- 一番大切なのは、「オーバースティ状態で入管に収容されていましたが、裁判において有罪の確定判決を受けたわけではなく、「罪人(受刑者)」ではありません」というところ。差別主義者共は、「罪人を閉じ込めて(送還して)何が悪い」と口を揃える。そんなことはないのである。
日本維新の会の梅村みずほ議員が、5月12日の参議院の本会議等で、以下のように発言しました。
「よかれと思った支援者の一言が、ウィシュマさんに『病気になれば仮釈放してもらえる』という淡い期待を抱かせ、医師から詐病の可能性を指摘される状況へつながったおそれも否定できない」
この発言は「大炎上」しましたが、梅村議員は16日には参議院法務委員会において「ハンガーストライキによる体調不良によって亡くなったのかもしれない」などとさらに激しい言葉を浴びせました。
翌17日、維新の音喜多政調会長は「問題提起として間違ったことをしたとは思っていない」として擁護。だが世論の批判が高まったことに危機感を覚えたのか、18日になるや突然手のひらを返し、「ウイシュマさんのご家族らには、不適切な発言で深くお詫び申し上げる」と謝罪しました。

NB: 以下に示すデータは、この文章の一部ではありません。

PR #174, opened 2024-10-03
strbuf improvements

evelikov:
As mentioned a while back, converting the strbuf to disown instead of re-allocating kind of makes sense to me. So here is a quick and untested PR for that.

While in there, I also noticed that we could make `strbuf_str` never return NULL so I've fixed that up as well... Haven't added the `returns_nonnull` decoration though.

If people like the idea(s), I will do some testing and check the code for any more if quirks that we can drop.

### DIFF
--- a/libkmod/libkmod-index.c
+++ b/libkmod/libkmod-index.c
@@ -231,12 +231,15 @@ static struct index_node_f *index_read(FILE *in, uint32_t offset)
 
 	if (offset & INDEX_NODE_PREFIX) {
 		struct strbuf buf;
+		ssize_t len;
+
 		strbuf_init(&buf);
-		if (buf_freadchars(&buf, in) < 0) {
+		len = buf_freadchars(&buf, in);
+		if (len < 0) {
 			strbuf_release(&buf);
 			return NULL;
 		}
-		prefix = strbuf_steal(&buf);
+		prefix = len ? strbuf_steal(&buf) : strdup("");
 	} else
 		prefix = strdup("");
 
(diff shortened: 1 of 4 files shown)


shared/strbuf.h
```diff
@@ -15,8 +15,8 @@ void strbuf_init(struct strbuf *buf);
 void strbuf_release(struct strbuf *buf);
 void strbuf_clear(struct strbuf *buf);
 
-/* Destroy buffer and return a copy as a C string */
-char *strbuf_steal(struct strbuf *buf);
+/* Invalidate the buffer and return its C string */
```
lucasdemarchi, line 18: Can we keep the name though?

shared/strbuf.c
```diff
@@ -62,8 +66,6 @@ char *strbuf_steal(struct strbuf *buf)
 
 const char *strbuf_str(struct strbuf *buf)
 {
-	if (!buf_grow(buf, buf->used + 1))
-		return NULL;
```
qhill, line 66: That makes something like:
```
struct strbuf buf;
strbuf_init(&buf);
if (condition)
    strbuf_pushchars(&buf, "test");
const char *s = strbuf_str(&buf);
```
problematic rather than strbuf_str just returning NULL when condition is false.

libkmod/libkmod-index.c
```diff
@@ -231,12 +231,15 @@ static struct index_node_f *index_read(FILE *in, uint32_t offset)
 
 	if (offset & INDEX_NODE_PREFIX) {
 		struct strbuf buf;
+		ssize_t len;
```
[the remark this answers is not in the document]
lucasdemarchi: I'm renaming the other one to len to make it consistent.

lucasdemarchi:
I'm leaving the last 2 commits out. We can come back to it later - it has a potential for introducing bugs and I'm not really happy with the corner cases like below:

```
strbuf_init(buf);
....
if (foo)
        strbuf_pushchar(buf, 'f');

s = strbuf_steal(buf);
```

So now we don't return NULL anymore, but we have to check in the caller, somewhere else, that we actually pushed something into the buffer. If we fail to do so it will hit a runtime assert, which may be hard to trigger if a call to strbuf_steal()/strbuf_str() in this situation is part of error handling.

名古屋入管の調査報告書の記録によると、ウィシュマさんの入管収容時の令和2年8月20日の身長は158cm、体重84.9kg。お亡くなりになったときは、69.9kg。もっとも体重が減少した2月23日は65.5kgでした。私が医師としての目で動画を見ても、やせてがりがりの骨と皮の状態ではありません。
あの動画・調査報告書のどこをどう見れば「ハンガーストライキによる体調不良によって亡くなった」と思えるのか。梅村議員は、動画や調査報告書をきちんと見てはいないのではないかとの疑念を持っています。
血圧、脈拍はほぼ毎日測定されているのですが、全体に脈拍が安定せず120以上の頻脈もままあります(調査報告書 別紙5)。脱水を含む循環機能の障害までもが疑われます。動画や調査報告書をきちんと読めば「詐病の可能性」などないことは明らかです。
ウィシュマさんはオーバースティ状態で入管に収容されていましたが、裁判において有罪の確定判決を受けたわけではなく、「罪人(受刑者)」ではありません。重罪を犯しているわけでもなく、入管施設は自由を奪う等の刑罰を与えるための刑務所ではありません。
出入国管理及び難民認定法第61条の7も《入国者収容所又は収容場(以下「入国者収容所等」という。)に収容されている者(以下「被収容者」という。)には、入国者収容所等の保安上支障がない範囲内においてできる限りの自由が与えられなければならない。》としています。
自由に人と会うことは重要な人権の一つであり、よほど具体的な逃亡の恐れがある状況でもないかぎり、入管施設で面会できる人を制限するのは、憲法31条他国内諸法令や、国連自由権規約他、日本が批准して遵守しなければならない諸条約に違反すると思われます。
要するに梅村議員のみならず、音喜多政調会長も、入管施設や収容者の法的位置づけ、人権保障の在り方について碌な知識もないまま、不当に人権を制限し、諸法令、諸条約に反する疑いの高い思い付きの提案を「問題ない」としていたと感じます。